Pork Filet Mignon aux Oignons - Gratin Dauphinois
(Pork with onions and oven baked potatoes)
Filet Mignon is the finest pork meat; this recipe is extremely easy.
Prep Time: 30 minutes
Cook Time: 30 minutes
Very Easy - Traditional
I have a French neighbor who is a retired professor. He and his family read my web site and tell me they are impressed. However, they also said that they were somewhat disappointed because they could not find a French cooking recipe on the cooking page. I did not want to offend my good French neighbors, so now I have a French recipe.
I am told that this is a typical French dinner. I have tried it and I think it's great. In a "traditional" French family, friends or family are often invited for lunch on Sunday.
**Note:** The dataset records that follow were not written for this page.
PR #28813, opened 2023-10-26
bpf: fix missing ipv6 ct entry for SNATed pod traffic

### LINKED ISSUE #26886: IPv6 packets falsely dropped; conntrack issue

### What happened?

1. Set up cilium on a dual stack cluster
2. Enable firewall (`CiliumClusterwideNetworkPolicy`) with rules allowing http or ping access to external sources, but no explicit ingress rule
3. Watch dropped packages with the command I provided

On outgoing traffic the identity of the pod is resolved correctly. But on incoming traffic/the response to the outgoing traffic, the packets are dropped because the target identity can not be figured out.
If `::/0` is a explicitly allowed in the firewall, the traffic comes through though.
This seems like a problem with the conntrack table where the lookup of the conntrack table would be done after the traffic is let through, which it isn't because of the firewall setup. Therefore the packets are dropped, despite a conntrack entry existing.
I tried to find a hint in the code, but I am not familiar enough with this code base to give any specific information on that.

### Cilium Version

Client: 1.14.0-snapshot.4 6c8db759 2023-06-16T12:17:20-07:00 go version go1.20.5 linux/amd64
Daemon: 1.14.0-snapshot.4 6c8db759 2023-06-16T12:17:20-07:00 go version go1.20.5 linux/amd64

### Kernel Version

5.15.0-76-generic #83-Ubuntu SMP Thu Jun 15 19:16:32 UTC 2023 x86_64 x86_64 x86_64 GNU/Linux

### Kubernetes Version

Server Version: version.Info{Major:"1", Minor:"27", GitVersion:"v1.27.0", GitCommit:"1b4df30b3cdfeaba6024e81e559a6cd09a089d65", GitTreeState:"clean", BuildDate:"2023-04-11T17:04:24Z", GoVersion:"go1.20.3", Compiler:"gc", Platform:"linux/amd64"}

### Sysdump

_No response_

### Relevant log output

```shell
# root@server:/home/cilium# cilium monitor --type drop | grep 2a06:98c1:3120::3
Listening for events on x CPUs with x of shared memory
Press Ctrl-C to quit
level=info msg="Initializing dissection cache..." subsys=monitor
xx drop (Policy denied) flow 0xea08f9f8 to endpoint 0, ifindex 5, file bpf_host.c:379, , identity world->unknown: [2a06:98c1:3120::3]:80 -> [xx01:xx8:0:axx1::2exx:xxxx]:51824 tcp SYN, ACK
xx drop (Policy denied) flow 0xea08f9f8 to endpoint 0, ifindex 5, file bpf_host.c:379, , identity world->unknown: [2a06:98c1:3120::3]:80 -> [xx01:xx8:0:axx1::2exx:xxxx]:51824 tcp SYN, ACK
xx drop (Policy denied) flow 0xea08f9f8 to endpoint 0, ifindex 5, file bpf_host.c:379, , identity world->unknown: [2a06:98c1:3120::3]:80 -> [xx01:xx8:0:axx1::2exx:xxxx]:51824 tcp SYN, ACK
xx drop (Policy denied) flow 0xea08f9f8 to endpoint 0, ifindex 5, file bpf_host.c:379, , identity world->unknown: [2a06:98c1:3120::3]:80 -> [xx01:xx8:0:axx1::2exx:xxxx]:51824 tcp SYN, ACK
xx drop (Policy denied) flow 0xea08f9f8 to endpoint 0, ifindex 5, file bpf_host.c:379, , identity world->unknown: [2a06:98c1:3120::3]:80 -> [xx01:xx8:0:axx1::2exx:xxxx]:51824 tcp SYN, ACK
xx drop (Policy denied) flow 0xea08f9f8 to endpoint 0, ifindex 5, file bpf_host.c:379, , identity world->unknown: [2a06:98c1:3120::3]:80 -> [xx01:xx8:0:axx1::2exx:xxxx]:51824 tcp SYN, ACK

# root@server:/home/cilium# cilium monitor --from 408 
Listening for events on x CPUs with x of shared memory
Press Ctrl-C to quit
level=info msg="Initializing dissection cache..." subsys=monitor
-> stack flow 0xb26c28d7 , identity 3625->world state new ifindex 0 orig-ip 0.0.0.0: [fdxx:ffxx:2xx1:xx::exxe]:59284 -> [2a06:98c1:3120::3]:80 tcp SYN
-> stack flow 0x31790a5b , identity 3625->world state established ifindex 0 orig-ip 0.0.0.0: [fdxx:ffxx:2xx1:xx::exxe]:59284 -> [2a06:98c1:3120::3]:80 tcp SYN
-> stack flow 0x571bc5f7 , identity 3625->world state established ifindex 0 orig-ip 0.0.0.0: [fdxx:ffxx:2xx1:xx::exxe]:59284 -> [2a06:98c1:3120::3]:80 tcp SYN
-> stack flow 0x5a1e7b5f , identity 3625->world state established ifindex 0 orig-ip 0.0.0.0: [fdxx:ffxx:2xx1:xx::exxe]:59284 -> [2a06:98c1:3120::3]:80 tcp SYN
```

### Anything else?

`bpf_host.c:379` from the logs: https://github.com/cilium/cilium/blob/v1.14.0-snapshot.4/bpf/bpf_host.c#L378 I think

### Code of Conduct

oblazek:
When combining HostFW with kube-proxy based masquerading
host traffic will have HOST_ID for both - packet mark based
src_id and ip cache based src_id.
While SNATed pod traffic will only have HOST_ID from the
ipcache (as it doesn't pass through the iptables rules that
set the mark).
Therefore for SNATed traffic we get HOST_ID only from
ipcache and not from packet mark it means we are handling
SNATed traffic from pod that needs to have a conntrack entry
so that return traffic doesn't go through host firewall and
is skipped.

This commit fixes the issue and adds a missing ct entry for
SNATed traffic.

cc @julianwiedmann 

Fixes: https://github.com/cilium/cilium/issues/26886

related discussion: https://cilium.slack.com/archives/CDKG8NNHK/p1698155364279479

```release-note
bpf: Fix drop of IPv6 reply traffic when 1) pod-originating connection is SNATed by iptables, and 2) Host Firewall is enabled.
```

### DIFF
--- a/bpf/bpf_host.c
+++ b/bpf/bpf_host.c
@@ -91,9 +91,10 @@ static __always_inline bool identity_from_ipcache_ok(void)
 #ifdef ENABLE_IPV6
 static __always_inline __u32
 resolve_srcid_ipv6(struct __ctx_buff *ctx, struct ipv6hdr *ip6,
-		   __u32 srcid_from_proxy, const bool from_host)
+		   __u32 srcid_from_ipcache, __u32 *sec_identity,
+		   const bool from_host)
 {
-	__u32 src_id = WORLD_IPV6_ID, srcid_from_ipcache = srcid_from_proxy;
+	__u32 src_id = WORLD_IPV6_ID;
 	struct remote_endpoint_info *info = NULL;
 	union v6addr *src;
 
@@ -102,7 +103,8 @@ resolve_srcid_ipv6(struct __ctx_buff *ctx, struct ipv6hdr *ip6,
 		src = (union v6addr *) &ip6->saddr;
 		info = lookup_ip6_remote_endpoint(src, 0);
 		if (info) {
-			if (info->sec_identity) {
+			*sec_identity = info->sec_identity;
+			if (*sec_identity) {
 				/* When SNAT is enabled on traffic ingressing
 				 * into Cilium, all traffic from the world will
 				 * have a source IP of the host. It will only
@@ -111,8 +113,8 @@ resolve_srcid_ipv6(struct __ctx_buff *ctx, struct ipv6hdr *ip6,
 				 * the host. So we can ignore the ipcache if it
 				 * reports the source as HOST_ID.
 				 */
-				if (info->sec_identity != HOST_ID)
-					srcid_from_ipcache = info->sec_identity;
+				if (*sec_identity != HOST_ID)
+					srcid_from_ipcache = *sec_identity;
 			}
 		}
 		cilium_dbg(ctx, info ? DBG_IP_ID_MAP_SUCCEED6 : DBG_IP_ID_MAP_FAILED6,
@@ -135,6 +137,7 @@ struct {
 
 static __always_inline int
 handle_ipv6(struct __ctx_buff *ctx, __u32 secctx __maybe_unused,
+	    __u32 ipcache_srcid __maybe_unused,
 	    const bool from_host __maybe_unused,
 	    __s8 *ext_err __maybe_unused)
 {
@@ -143,6 +146,7 @@ handle_ipv6(struct __ctx_buff *ctx, __u32 secctx __maybe_unused,
 	bool need_hostfw = false;
 	__u8 nexthdr;
 	int hdrlen;
+	bool is_host_id = false;
 #endif /* ENABLE_HOST_FIREWALL */
 	void *data, *data_end;
 	struct ipv6hdr *ip6;
@@ -184,10 +188,11 @@ handle_ipv6(struct __ctx_buff *ctx, __u32 secctx __maybe_unused,
 
 #ifdef ENABLE_HOST_FIREWALL
 	if (from_host) {
-		if (ipv6_host_policy_egress_lookup(ctx, secctx, ip6, &ct_buffer)) {
+		if (ipv6_host_policy_egress_lookup(ctx, secctx, ipcache_srcid, ip6, &ct_buffer)) {
 			if (unlikely(ct_buffer.ret < 0))
 				return ct_buffer.ret;
 			need_hostfw = true;
+			is_host_id = secctx == HOST_ID;
 		}
 	} else if (!ctx_skip_host_fw(ctx)) {
 		/* Verifier workaround: R5 invalid mem access 'scalar'. */
@@ -209,7 +214,8 @@ handle_ipv6(struct __ctx_buff *ctx, __u32 secctx __maybe_unused,
 
 skip_host_firewall:
 	ctx_store_meta(ctx, CB_FROM_HOST,
-		       (need_hostfw ? FROM_HOST_FLAG_NEED_HOSTFW : 0));
+		       (need_hostfw ? FROM_HOST_FLAG_NEED_HOSTFW : 0) |
+		       (is_host_id ? FROM_HOST_FLAG_HOST_ID : 0));
 #endif /* ENABLE_HOST_FIREWALL */
 
 	return CTX_ACT_OK;
@@ -251,11 +257,15 @@ handle_ipv6_cont(struct __ctx_buff *ctx, __u32 secctx, const bool from_host,
 			/* The map value is zeroed so the map update didn't happen somehow. */
 			return DROP_INVALID_TC_BUFFER;
 
-		if (from_host)
-			ret = __ipv6_host_policy_egress(ctx, ip6, ct_buffer, &trace, ext_err);
-		else
+		if (from_host) {
+			bool is_host_id = from_host_raw & FROM_HOST_FLAG_HOST_ID;
+
+			ret = __ipv6_host_policy_egress(ctx, is_host_id, ip6, ct_buffer, &trace,
+							ext_err);
+		} else {
 			ret = __ipv6_host_policy_ingress(ctx, ip6, ct_buffer, &remote_id, &trace,
 							 ext_err);
+		}
 		if (IS_ERR(ret))
 			return ret;
 	}
@@ -390,7 +400,7 @@ int tail_handle_ipv6_cont_from_netdev(struct __ctx_buff *ctx)
 }
 
 static __always_inline int
-tail_handle_ipv6(struct __ctx_buff *ctx, const bool from_host)
+tail_handle_ipv6(struct __ctx_buff *ctx, __u32 ipcache_srcid, const bool from_host)
 {
 	__u32 src_sec_identity = ctx_load_meta(ctx, CB_SRC_LABEL);
 	int ret;
@@ -398,7 +408,7 @@ tail_handle_ipv6(struct __ctx_buff *ctx, const bool from_host)
 
 	ctx_store_meta(ctx, CB_SRC_LABEL, 0);
 
-	ret = handle_ipv6(ctx, src_sec_identity, from_host, &ext_err);
+	ret = handle_ipv6(ctx, src_sec_identity, ipcache_srcid, from_host, &ext_err);
 
 	/* TC_ACT_REDIRECT is not an error, but it means we should stop here. */
 	if (ret == CTX_ACT_OK) {
@@ -424,13 +434,20 @@ tail_handle_ipv6(struct __ctx_buff *ctx, const bool from_host)
 __section_tail(CILIUM_MAP_CALLS, CILIUM_CALL_IPV6_FROM_HOST)
 int tail_handle_ipv6_from_host(struct __ctx_buff *ctx __maybe_unused)
 {
-	return tail_handle_ipv6(ctx, true);
+	__u32 ipcache_srcid = 0;
+
+#if defined(ENABLE_HOST_FIREWALL) && !defined(ENABLE_MASQUERADE_IPV6)
+	ipcache_srcid = ctx_load_meta(ctx, CB_IPCACHE_SRC_LABEL);
+	ctx_store_meta(ctx, CB_IPCACHE_SRC_LABEL, 0);
+#endif /* defined(ENABLE_HOST_FIREWALL) && !defined(ENABLE_MASQUERADE_IPV6) */
+
+	return tail_handle_ipv6(ctx, ipcache_srcid, true);
 }
 
 __section_tail(CILIUM_MAP_CALLS, CILIUM_CALL_IPV6_FROM_NETDEV)
 int tail_handle_ipv6_from_netdev(struct __ctx_buff *ctx)
 {
-	return tail_handle_ipv6(ctx, false);
+	return tail_handle_ipv6(ctx, 0, false);
 }
 
 # ifdef ENABLE_HOST_FIREWALL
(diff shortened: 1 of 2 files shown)


julianwiedmann:
Hi @oblazek , ty for looking into this! Will have a closer look ASAP.

But just to set some context for review, as the description doesn't capture my current understanding.
With `ENABLE_HOST_FIREWALL` set, we need to handle two cases in the egress path:
- actual host traffic. Here we want to apply egress policy.
- SNATed pod traffic (when not using BPF-masquerading). Here we *don't* apply egress policy. But we still create a CT entry, so that replies can naturally bypass ingress policy.

We differentiate between the two cases by comparing the mark-derived identity with the ipcache-derived identity. Host traffic will have `HOST_ID` for both, while SNATed pod traffic will only have `HOST_ID` from the ipcache (as it doesn't pass through the iptables rule that sets the mark).

Throwing `--install-iptables-rules=false` into this picture means that legitimate host traffic will not be marked either, and thus is mis-identified as "SNATed pod traffic". And so while we create a CT entry for it (and the reply traffic flow works), we don't actually apply egress policy to it when we should.

Do you agree with that assessment, or is there still something missing from the picture?

oblazek:
> Throwing `--install-iptables-rules=false` into this picture means that legitimate host traffic will not be marked either, and thus is **mis-identified** as "SNATed pod traffic". And so while we create a CT entry for it (and the reply traffic flow works), we don't actually apply egress policy to it when we should.
> 
> Do you agree with that assessment, or is there still something missing from the picture?

You are totally right, if iptables are not present, there is no mark and `return __ipv6_host_policy_egress(ctx, src_id == HOST_ID,...`  can't be relied on. So at least there should be an logical OR:
`src_id == HOST_ID || ipcache_srcid == HOST_ID` so that egress policy is correctly enforced.

bpf/bpf_host.c
```diff
@@ -424,13 +435,20 @@ tail_handle_ipv6(struct __ctx_buff *ctx, const bool from_host)
...
 {
-	return tail_handle_ipv6(ctx, true);
+	__u32 ipcache_srcid = 0;
+
+#if defined(ENABLE_HOST_FIREWALL) && !defined(ENABLE_MASQUERADE_IPV6)
+	ipcache_srcid = ctx_load_meta(ctx, CB_IPCACHE_SRC_LABEL);
+	ctx_store_meta(ctx, CB_IPCACHE_SRC_LABEL, 0);
+#endif /* defined(ENABLE_HOST_FIREWALL) && !defined(ENABLE_MASQUERADE_IPV6) */
+
+	return tail_handle_ipv6(ctx, ipcache_srcid, true);
```
julianwiedmann, line 444: This is still missing the corresponding write to `CB_IPCACHE_SRC_LABEL` in `do_netdev()`, correct?

bpf/lib/host_firewall.h
```diff
@@ -394,7 +437,8 @@ ipv4_host_policy_egress(struct __ctx_buff *ctx, __u32 src_id,
 	if (ct_buffer.ret < 0)
 		return ct_buffer.ret;
 
-	return __ipv4_host_policy_egress(ctx, src_id == HOST_ID, ip4, &ct_buffer, trace, ext_err);
+	return __ipv4_host_policy_egress(ctx, src_id == HOST_ID || ipcache_srcid == HOST_ID,
+					ip4, &ct_buffer, trace, ext_err);
```
julianwiedmann: Let's please tackle the two problems with separate patches / PRs. Understanding the IPv6 whitelisting change is difficult enough, this subtle IPv4 change only makes things more complicated. And it introduces a severe regression for current users (they now suddenly need host-level IPv4 egress policies for their SNATed pod traffic).

So let's focus this first patch on the missing IPv6 allow-listing, when combining HostFW with kube-proxy based masquerading. Could you update the PR / patch description accordingly? Happy to help with tackling `--install-iptables-rules=false` once this is sorted.

julianwiedmann:
> > Throwing `--install-iptables-rules=false` into this picture means that legitimate host traffic will not be marked either, and thus is **mis-identified** as "SNATed pod traffic". And so while we create a CT entry for it (and the reply traffic flow works), we don't actually apply egress policy to it when we should.
> > Do you agree with that assessment, or is there still something missing from the picture?
> 
> You are totally right, if iptables are not present, there is no mark and `return __ipv6_host_policy_egress(ctx, src_id == HOST_ID,...` can't be relied on. So at least there should be a logical OR: `src_id == HOST_ID || ipcache_srcid == HOST_ID` so that egress policy is correctly enforced.
> 
> I believe the same should be done for ipv4

agree, but this needs to be a conditional change (only when `--install-iptables-rules=false` is set).

julianwiedmann (changes requested):
See comments inline.

bpf/bpf_host.c
oblazek: agree

bpf/lib/host_firewall.h
oblazek: Understood, will make the changes.

oblazek:
updated, now the PR should only contain ipv6 whitelisting related changes.. will do the rest in the followup PR

bpf/bpf_host.c
```diff
@@ -481,7 +488,7 @@ resolve_srcid_ipv4(struct __ctx_buff *ctx, struct iphdr *ip4,
 	/* Packets from the proxy will already have a real identity. */
 	if (identity_is_reserved(srcid_from_ipcache)) {
 		info = lookup_ip4_remote_endpoint(ip4->saddr, 0);
-		if (info != NULL) {
+		if (info) {
```
julianwiedmann: In case that you need to rebase once more, please drop this cleanup :).

bpf/lib/host_firewall.h
```diff
@@ -23,8 +52,14 @@ ipv6_host_policy_egress_lookup(struct __ctx_buff *ctx, __u32 src_sec_identity,
...
-	/* Only enforce host policies for packets from host IPs. */
-	if (src_sec_identity != HOST_ID)
+	/* Further action is needed in two cases:
+	 * 1. Packets from host IPs: need to enforce host policies.
+	 * 2. SNATed packets from pods: need to create a CT entry to skip
+	 *    applying host policies to reply packets
+	 *    (see ipv6_whitelist_snated_egress_connections).
+	 */
+	if (src_sec_identity != HOST_ID &&
+	    (is_defined(ENABLE_MASQUERADE_IPV6)))
```
julianwiedmann:
```suggestion
	if (src_sec_identity != HOST_ID &&
	    (is_defined(ENABLE_MASQUERADE_IPV6)  || ipcache_srcid != HOST_ID))
```

bpf/bpf_host.c
julianwiedmann: Hmm now the `CB_IPCACHE_SRC_LABEL` part is completely gone ... that's unexpected? Pretty sure we need it.

julianwiedmann (changes requested):
Ty @oblazek ! There's one part where we need to check if the mark-based identity and ipcache-based identity match up (see below). But it's missing the ipcache-based identity ... could you have a look into passing that through, along what IPv4 does?

oblazek:
> Hmm now the CB_IPCACHE_SRC_LABEL part is com...

yeah I must have missed that when working on different branches :(

bpf/lib/host_firewall.h
oblazek: done

bpf/bpf_host.c
oblazek: done

bpf/lib/host_firewall.h
```diff
@@ -15,16 +15,51 @@
...
-	/* Only enforce host policies for packets from host IPs. */
-	if (src_sec_identity != HOST_ID)
+	/* Further action is needed in two cases:
+	 * 1. Packets from host IPs: need to enforce host policies.
+	 * 2. SNATed packets from pods: need to create a CT entry to skip
+	 *    applying host policies to reply packets
+	 *    (see ipv6_whitelist_snated_egress_connections).
+	 */
+	if (src_sec_identity != HOST_ID &&
+	    (is_defined(ENABLE_MASQUERADE_IPV6) || ipcache_srcid != HOST_ID))
```
YutaroHayakawa, line 62: I might be confused, but should this be `!is_defined(ENABLE_MASQUERADE_IPV6)`? We want to catch the case that masquerading is disabled in this case right?

bpf/bpf_host.c
```diff
@@ -91,7 +91,8 @@ static __always_inline bool identity_from_ipcache_ok(void)
 #ifdef ENABLE_IPV6
 static __always_inline __u32
 resolve_srcid_ipv6(struct __ctx_buff *ctx, struct ipv6hdr *ip6,
-		   __u32 srcid_from_proxy, const bool from_host)
+		   __u32 srcid_from_proxy, __u32 *sec_identity,
```
YutaroHayakawa:
```suggestion
		   __u32 srcid_from_ipcache, __u32 *sec_identity,
```

and delete below assignment.

bpf/bpf_host.c
```diff
@@ -439,7 +456,7 @@ handle_to_netdev_ipv6(struct __ctx_buff *ctx, struct trace_ctx *trace, __s8 *ext
 {
 	void *data, *data_end;
 	struct ipv6hdr *ip6;
-	__u32 src_id = 0;
+	__u32 src_id = 0, ipcache_srcid = 0;
```
YutaroHayakawa:
```suggestion
	__u32 srcid = 0, ipcache_srcid = 0;
```

for consistency.

YutaroHayakawa (changes requested):
I made an initial look. The logic to set `CB_IPCACHE_SRC_LABEL` is still missing, but otherwise, the logic looks correct to me. I found some small naming inconsistency and one potential bug.

bpf/lib/host_firewall.h
oblazek: I don't think so, if we are talking about "kube-proxy based masq" (which means that pod traffic is SNATed anyway, this function gets HOST_IP in the packet, but there is no packet mark) --> `if (1 && (0 || 0))` (src_sec_identity is not HOST_ID, is_defined(ENABLE_MASQUERADE_IPV6) is false, ipcache_srcid is HOST_ID) => false, which means the code returns true which we want so that `ipv6_whitelist_snated_egress_connections` can be run afterwards

bpf/bpf_host.c
oblazek: :+1:

bpf/lib/host_firewall.h
YutaroHayakawa: Ah, never mind. I was wrong. `is_defined(ENABLE_MASQUERADE_IPV6) == true` means "BPF-based IPv6 masquerading is enabled", so when `is_defined(ENABLE_MASQUERADE_IPV6) == true`, the packet is not masqueraded at this point.

YutaroHayakawa (approved):
Now LGTM 👍

julianwiedmann (approved):
ty!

Usually, people are invited at 1 p.m. and it is not unusual to leave the table at 4 or 5 p.m.!
My neighbor says,
"When we invite friends, we always
serve aperitif before lunch,
and after dessert you usually
offer coffee and eventually digestive."
Ingredients for 4 people:
- 800 gr [3 lb] filet mignon of pork
- 4 brown onions
- 20 cl [7 fl oz] dry white wine
- 5 Tbspoons olive oil
- Salt & pepper
Peel and mince the onions; cut the filet mignon in 3 to 4 sections.
In a non-stick stewpot, medium flame, heat the oil and brown the onions in for 15 minutes (turn regularly with a wooden spoon).
Brown the meat in the onions for 5 minutes with salt and pepper, then pour the wine, cover with a lid, and let simmer for 30 minutes; turn from time to time.
Serve each of your guest cutting slices from the meat sections.
Ingredients for potato side dish:
- 4 big potatoes
- 35 cl [12 oz] single cream
- 100 gr [4 oz] swiss cheese
- nutmeg, salt & pepper
Grate the swiss cheese. Peel the potatoes and cut them into
thin slices (with the slicer side of your grater or electric mixer); display them in an oven dish by layers, add salt and pepper
each time one layer is completed; spread as well a pinch of grated nutmeg and some grated cheese every other layer. Once all slices
are displayed, pour the single cream in the dish ; it needs to cover exactly all potatoes; complete with a little milk if it is not the case (leave the extra cream if you have too much).
Spread the left cheese (1/3) on top of the potatoes ; bake the whole in (pre-heated) oven at 200°C / 400°F for about 1h15. The gratin must be golden brown and the cream should be totally absorbed by the potatoes.